(Work required): Exactly the lines from the top of the records below through the one containing "This Rule tracks" must be set down, with no line added or dropped.

Start of Block

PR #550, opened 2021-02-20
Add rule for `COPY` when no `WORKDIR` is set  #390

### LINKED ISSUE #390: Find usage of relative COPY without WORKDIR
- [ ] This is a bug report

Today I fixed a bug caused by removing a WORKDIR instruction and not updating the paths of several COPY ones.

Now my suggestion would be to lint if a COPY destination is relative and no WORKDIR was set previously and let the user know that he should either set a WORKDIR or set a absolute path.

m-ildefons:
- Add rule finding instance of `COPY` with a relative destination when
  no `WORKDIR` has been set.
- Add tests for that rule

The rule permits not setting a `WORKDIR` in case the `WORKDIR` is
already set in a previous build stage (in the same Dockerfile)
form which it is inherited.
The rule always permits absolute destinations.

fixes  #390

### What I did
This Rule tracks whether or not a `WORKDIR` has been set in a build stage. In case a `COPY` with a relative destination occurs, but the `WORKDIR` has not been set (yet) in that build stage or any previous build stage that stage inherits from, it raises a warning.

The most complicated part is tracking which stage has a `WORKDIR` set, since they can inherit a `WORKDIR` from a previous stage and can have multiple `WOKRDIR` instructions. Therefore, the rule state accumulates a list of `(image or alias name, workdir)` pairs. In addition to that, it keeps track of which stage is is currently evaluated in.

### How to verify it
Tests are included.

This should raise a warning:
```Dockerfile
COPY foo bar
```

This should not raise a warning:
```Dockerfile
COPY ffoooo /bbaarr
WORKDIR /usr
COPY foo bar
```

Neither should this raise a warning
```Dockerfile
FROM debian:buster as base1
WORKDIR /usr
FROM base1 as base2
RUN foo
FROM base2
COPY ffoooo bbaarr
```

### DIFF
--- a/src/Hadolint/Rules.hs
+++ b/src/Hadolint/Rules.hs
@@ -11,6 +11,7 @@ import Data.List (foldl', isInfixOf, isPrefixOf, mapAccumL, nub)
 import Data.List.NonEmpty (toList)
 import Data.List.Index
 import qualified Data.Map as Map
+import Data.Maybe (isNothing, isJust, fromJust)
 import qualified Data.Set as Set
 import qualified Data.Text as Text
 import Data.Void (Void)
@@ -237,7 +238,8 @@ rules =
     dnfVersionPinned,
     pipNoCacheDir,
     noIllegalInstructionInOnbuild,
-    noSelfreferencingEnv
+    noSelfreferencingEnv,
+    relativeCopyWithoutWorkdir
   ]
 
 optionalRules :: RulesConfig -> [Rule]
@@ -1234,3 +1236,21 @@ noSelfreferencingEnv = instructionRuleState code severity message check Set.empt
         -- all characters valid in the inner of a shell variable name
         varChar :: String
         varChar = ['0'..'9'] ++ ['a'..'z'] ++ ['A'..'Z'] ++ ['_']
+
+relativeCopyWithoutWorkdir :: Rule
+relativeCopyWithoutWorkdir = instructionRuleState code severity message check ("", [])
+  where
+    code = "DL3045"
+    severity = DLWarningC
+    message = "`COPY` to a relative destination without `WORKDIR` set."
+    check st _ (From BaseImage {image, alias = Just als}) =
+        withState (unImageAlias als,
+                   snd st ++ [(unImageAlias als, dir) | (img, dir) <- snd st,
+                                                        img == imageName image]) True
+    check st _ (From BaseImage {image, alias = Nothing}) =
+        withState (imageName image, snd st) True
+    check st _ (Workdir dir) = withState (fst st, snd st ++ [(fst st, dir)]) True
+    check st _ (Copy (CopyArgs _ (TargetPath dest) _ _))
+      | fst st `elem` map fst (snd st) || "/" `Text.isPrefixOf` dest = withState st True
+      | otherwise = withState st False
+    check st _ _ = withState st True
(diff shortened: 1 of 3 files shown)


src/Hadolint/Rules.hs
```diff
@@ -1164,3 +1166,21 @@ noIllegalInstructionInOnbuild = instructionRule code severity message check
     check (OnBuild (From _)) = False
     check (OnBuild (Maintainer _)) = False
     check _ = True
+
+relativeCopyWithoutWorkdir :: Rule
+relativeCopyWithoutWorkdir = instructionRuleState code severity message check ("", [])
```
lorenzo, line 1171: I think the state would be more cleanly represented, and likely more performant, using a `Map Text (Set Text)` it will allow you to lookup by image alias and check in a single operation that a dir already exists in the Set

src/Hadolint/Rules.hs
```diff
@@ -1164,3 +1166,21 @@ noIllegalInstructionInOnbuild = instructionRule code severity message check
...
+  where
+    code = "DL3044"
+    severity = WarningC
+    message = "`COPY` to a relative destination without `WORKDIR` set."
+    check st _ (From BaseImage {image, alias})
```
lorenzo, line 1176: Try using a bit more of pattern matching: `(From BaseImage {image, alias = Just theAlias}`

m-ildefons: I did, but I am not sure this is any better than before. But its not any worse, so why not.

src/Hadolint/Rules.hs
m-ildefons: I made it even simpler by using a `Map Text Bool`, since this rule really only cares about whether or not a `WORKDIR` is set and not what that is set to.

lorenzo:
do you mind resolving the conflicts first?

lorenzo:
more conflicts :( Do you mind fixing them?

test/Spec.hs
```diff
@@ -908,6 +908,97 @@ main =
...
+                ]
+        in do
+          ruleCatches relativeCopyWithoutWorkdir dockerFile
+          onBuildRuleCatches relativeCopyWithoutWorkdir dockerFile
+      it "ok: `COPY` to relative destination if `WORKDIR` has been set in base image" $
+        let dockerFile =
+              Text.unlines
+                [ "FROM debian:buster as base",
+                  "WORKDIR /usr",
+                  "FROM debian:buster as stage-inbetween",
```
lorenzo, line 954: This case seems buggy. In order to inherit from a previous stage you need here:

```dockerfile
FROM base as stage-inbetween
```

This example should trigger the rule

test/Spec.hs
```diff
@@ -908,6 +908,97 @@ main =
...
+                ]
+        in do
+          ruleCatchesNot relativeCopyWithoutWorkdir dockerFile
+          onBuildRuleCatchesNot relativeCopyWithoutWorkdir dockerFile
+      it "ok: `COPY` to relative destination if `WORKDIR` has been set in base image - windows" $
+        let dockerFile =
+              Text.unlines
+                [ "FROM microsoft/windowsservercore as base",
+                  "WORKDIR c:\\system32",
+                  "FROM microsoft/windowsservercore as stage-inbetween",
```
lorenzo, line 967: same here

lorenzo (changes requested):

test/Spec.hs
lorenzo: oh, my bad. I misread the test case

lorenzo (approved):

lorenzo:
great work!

End of Block

(Task output):
PR #550, opened 2021-02-20
Add rule for `COPY` when no `WORKDIR` is set  #390

### LINKED ISSUE #390: Find usage of relative COPY without WORKDIR
- [ ] This is a bug report

Today I fixed a bug caused by removing a WORKDIR instruction and not updating the paths of several COPY ones.

Now my suggestion would be to lint if a COPY destination is relative and no WORKDIR was set previously and let the user know that he should either set a WORKDIR or set a absolute path.

m-ildefons:
- Add rule finding instance of `COPY` with a relative destination when
  no `WORKDIR` has been set.
- Add tests for that rule

The rule permits not setting a `WORKDIR` in case the `WORKDIR` is
already set in a previous build stage (in the same Dockerfile)
form which it is inherited.
The rule always permits absolute destinations.

fixes  #390

### What I did
This Rule tracks whether or not a `WORKDIR` has been set in a build stage. In case a `COPY` with a relative destination occurs, but the `WORKDIR` has not been set (yet) in that build stage or any previous build stage that stage inherits from, it raises a warning.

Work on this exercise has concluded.